One of our goals is to determine how developmental programs might be “borrowed” during these altered settings. The cell exerts enormous energy on preventing transposon reactivation in somatic cells, but these programs frequently remerge in disease. We would like to help answer the question of whether or not ectopic retrotransposon reactivation contribute to disease prognosis through the re-establishment of dormant developmental programs and if these signatures can be used to more accurately define disease states.

A critical breakthrough in understanding early development is the use of CRISPR/Cas9 systems for the purposes of genome editing, expression modulation, screening, lineage tracing, etc. While these technologies revolutionized modern genetics, they are still difficult techniques to master and inaccessible to many labs. In order to directly manipulate embryos both quickly and cheaply, I developed CRISPR Electroporation of Zygotes (CRISPR-EZ).
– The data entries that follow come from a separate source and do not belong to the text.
PR #4195, opened 2026-09-03
Skills: bind Scoped Search's skill principal to the run (Context.ActiveSkillIDs)

cmbrock-BC:
## Summary

Inside an agent run, the Scoped Search action's `AISkillID` was a parameter the model could write. That let a model widen its own retrieval reach by naming any skill the agent could activate for the user, whether or not the run had activated it. The run is now the authority: `BaseAgent` stamps the run's activated skills onto every action call as `Context.ActiveSkillIDs`, and Scoped Search binds its skill principal to that.

## Changes

- `BaseAgent.ExecuteSingleAction` stamps `Context.ActiveSkillIDs` on every action call (always, so an empty array means "inside a run, no skill active", distinct from "no run at all").
- New `ExecuteAgentParams.parentActivatedSkillIDs`: skills activate on the root only, so `ExecuteSubAgent` carries the root's active skills down. Without this a retrieval sub-agent's search saw no active skill.
- Scoped Search: a named `AISkillID` the run never activated is refused (`INVALID_PARAM`); exactly one active skill and none named becomes the principal; several active and none named binds no principal. Outside a run the explicit parameter is the only source, unchanged.
- Symmetric check for the agent principal: an explicit `AgentID` that differs from the run's stamped `Context.AgentID` is refused.
- `_activatedSkillIDs` becomes protected (read-only getter `ActivatedSkillIDs`); the skill-principal policy and load/veto are extracted into helpers.
- Guide §1.6b documents the contract.

## Testing

- `@memberjunction/core-actions`: 494 tests (6 new for the run binding, 3 new for the agent principal) — against the real action.
- `@memberjunction/ai-agents`: 1916 tests; the loop harness now captures the stamped `Context.ActiveSkillIDs` and asserts it, including the parent-propagation case.
- Changeset: patch (`ai-agents`, `core-actions`).

## Notes for reviewers

- Deferred on purpose: `metadata/actions/.scoped-search.json`'s `AISkillID` description still says the skill must be one the agent can activate; it should now say "active in this run". Changing metadata forces a minor bump, so it is left for a metadata-bearing PR.
- `base-agent.ts` is also touched by #4196; whichever merges second needs a trivial rebase.


rkihm-BC (approved):
Approving. Making the run the authority on the skill principal — and, symmetrically, on the agent principal — is the right model: inside a Loop agent both parameters are model-authored, so neither can be trusted to widen reach. Verified rather than assumed:

- Ran the PR's suites locally: `core-actions` 494 tests and `ai-agents` 1,916 pass; the loop harness captures the stamped `Context.ActiveSkillIDs` including the `parentActivatedSkillIDs` propagation case. (Local `tsc` on ai-agents complained only because I had not rebuilt the `ai-core-plus` dist for the new param; CI's Build covers that.)
- The refactor into `resolveSkillPrincipalID` / `loadAndVetSkillPrincipal` preserves the fail-closed veto logic verbatim, including the structural `SearchScopeAccess='None'` check and its forbidden-search log.
- "Empty array means inside a run with no active skill" vs "undefined means no run" is the right distinction and the tests pin it.
- Changeset `patch` on both packages, correct. Deferring the metadata description change to a metadata-bearing PR is the right call given the minor-bump rule.

One observation, not an ask: the explicit-`AgentID`-mismatch refusal is a behaviour change, but `AgentID` reaches this action only as a model-authored parameter — no in-repo caller passes an agent other than the running one — so the only outcomes it changes are a model misidentifying itself, which is the point.

Merge order with #4196 and #4197: `git merge-tree` shows no textual conflicts pairwise; whichever lands later needs only a trivial rebase.

PR #4196, opened 2026-09-03
Skills: filterAvailableSkills — one policy seam over every availability site

cmbrock-BC:
## Summary

An application that layers its own skill-availability policy on MJ's gates (a tenant licensing model, a per-organization entitlement, a feature flag) could only hook the requested-skill path by overriding `preActivateRequestedSkills`. The catalog the model is offered and the model-initiated `Skill` step were not overridable, so a self-activating agent could be offered a skill the policy would then refuse. This adds the one seam.

## Changes

- `BaseAgent.filterAvailableSkills(skills, purpose, agent, contextUser)` — protected, identity by default. Consulted after MJ's own gates at all four availability sites: the prompt catalog (every turn), `Skill`-step validation, `Skill`-step execution, and requested pre-activation.
- Every site goes through one private fail-closed helper: an override that throws yields `[]` at that site (empty catalog / refused activation / refused request with its note) and one logged error, never a failed prompt step or run.
- `SkillAvailabilityPurpose` type in `ai-core-plus` (`'catalog' | 'auto-activation' | 'requested'`).
- The refusal note names the policy as a possible reason.
- Guide §1.2b.

## Testing

- `@memberjunction/ai-agents`: 1919 tests. The new file drives the real `BaseAgent` (`new BaseAgent()` + a policy subclass, engine singleton mocked): identity default, intersection + refusal note, fail-closed on throw with the error logged, and the helper across purposes.
- Changeset: patch (`ai-agents`, `ai-core-plus`).

## Notes for reviewers

- `resolveSkillActivations` (a documented override point) returns the pre-policy set; `executeSkillStep` applies the policy to its result. Its JSDoc says so.
- The composer's client-side `/skill` warning checks MJ's gates only; a policy refusal surfaces as the server's note, as documented.
- `base-agent.ts` is also touched by #4195; whichever merges second needs a trivial rebase.


rkihm-BC (approved):
Approving. One protected hook, identity by default, consulted at all four availability sites after MJ's own gates, with the private fail-closed wrapper so a throwing override yields `[]` at that site and one logged error rather than a failed run. That is the right shape for an application policy seam, and the reasoning for why `preActivateRequestedSkills` alone could not do it (a self-activating agent would be offered a skill the policy then refuses) is exactly right. Verified:

- 3 of the 4 new tests fail against base (the identity-default case passes on base, as it should); with the PR, `ai-agents` 1,919 pass. The tests drive the real `BaseAgent` with a policy subclass, so the intersection, the refusal note, and the fail-closed-on-throw contract are genuinely exercised.
- The `resolveSkillActivations` JSDoc correctly warns that a subclass calling it directly gets the pre-policy set.
- Changeset `patch` on `ai-agents` and `ai-core-plus`, correct.

One observation for the guide, not an ask: a policy that throws *persistently* will log that error on every prompt turn via the catalog site. That is the correct fail-closed behaviour, but a sentence saying so would help an adopter recognise the pattern in logs.

Merge order with #4195 and #4197: no textual conflicts pairwise per `git merge-tree`; #4197 leaves the `allowed` line untouched, so the auto-merge inherits this PR's policy call and persisted skills pass the application policy too — the semantics compose correctly.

This electroporation approach bypasses the need for lengthy scheduling of a trained microinjection technician at nearly a fourth of the price.

Currently, CRISPR-EZ delivers Cas9+guideRNA as a pre-assembled RiboNucleoProtein (RNP) with 100% efficiency for insertion/deletion (in/del) formation. Precise insertions on the order of ~100bp through Homology Directed Repair (HDR) can exceed 60% efficiency. Depending on the size and nature of the desired deletion, this technique can excise between 250bp to 2000bp with an average efficiency of 50%. Larger deletions require significant testing of guide RNA testing and strategies.

Our current efforts are aimed at improving efficiency of deletion sizes and insertion sizes. Reliable insertions greater than 2000bp opens the possibility of tagging proteins, promoter swapping, and generation of conditional alleles. We are testing various viral delivery methods as well as donor oligo chemistries to achieve this industry changing goal. Improvements on this scale would have long lasting and immediate impacts on biomedical research and agriculturally important animal production.